-- What to produce --
Where the word "should" occurs in a line of the listing below, copy that line.
Records: Begin
PR #153, opened 2021-05-27
added binary search to doc decode for big speedup

orionz:
found a place with in document loads that was bottlenecking - sped it up with a binary search.  Also did some code cleanup for easier reading.

### DIFF
--- a/automerge-backend/src/change.rs
+++ b/automerge-backend/src/change.rs
@@ -580,14 +580,14 @@ fn decompress_chunk(
 
 fn group_doc_change_and_doc_ops(
     changes: &mut [DocChange],
-    ops: &mut Vec<DocOp>,
+    mut ops: Vec<DocOp>,
     actors: &[amp::ActorId],
 ) -> Result<(), decoding::Error> {
-    let mut change_actors = HashMap::new();
-    let mut actor_max = HashMap::new();
+    let mut changes_by_actor: HashMap<usize, Vec<usize>> = HashMap::new();
 
     for (i, change) in changes.iter().enumerate() {
-        if change.seq != *actor_max.get(&change.actor).unwrap_or(&1) {
+        let actor_change_index = changes_by_actor.entry(change.actor).or_default();
+        if change.seq != (actor_change_index.len() + 1) as u64 {
             return Err(decoding::Error::ChangeDecompressFailed(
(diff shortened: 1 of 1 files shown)


automerge-backend/src/change.rs
```diff
@@ -634,23 +634,25 @@ fn group_doc_change_and_doc_ops(
...
-            // this is safe - invalid seq would have thrown an error earlier
-            let idx: usize = *change_actors.get(&(op.actor, seq)).unwrap();
-            // this is safe since I build the array above ^^
-            let change = &mut changes[idx];
-            if op.ctr <= change.max_op {
-                change.ops.push(op.clone());
-                continue 'outer;
+    for op in ops {
+        // binary search for our change
+        let actor_change_index = changes_by_actor.entry(op.actor).or_default();
```
jeffa5, line 639: This `actor_change_index` should probably be `actor_change_indices` here and above.

jeffa5 (commented):
Logic looks good, one thing I'm thinking about is if this now relies on changes being encoded in causal order? I'm not sure if that is a current requirement of the binary format or not - haven't really seen docs for it.

automerge-backend/src/change.rs
jeffa5: I know that is true in our implementation but is it always required? I remember seeing another comment, maybe in columnar, that they may not always be in causal order.

automerge-backend/src/change.rs
```diff
@@ -634,23 +634,25 @@ fn group_doc_change_and_doc_ops(
...
+            if changes[actor_change_index[seq]].max_op < op.ctr {
+                left = seq + 1
+            } else {
+                right = seq
             }
         }
-        return Err(decoding::Error::ChangeDecompressFailed(
-            "Doc MaxOp Invalid".into(),
-        ));
+        if left >= actor_change_index.len() {
```
jeffa5, line 650: Instead of Len should this check the last value in the vec?

automerge-backend/src/change.rs
orionz: Ill double check with martin but both implementations follow the same logic on doc save and use this same binary search.

jeffa5: Ok, just something to make sure gets documented then.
Records: End
-- Response box --
jeffa5, line 639: This `actor_change_index` should probably be `actor_change_indices` here and above.
jeffa5, line 650: Instead of Len should this check the last value in the vec?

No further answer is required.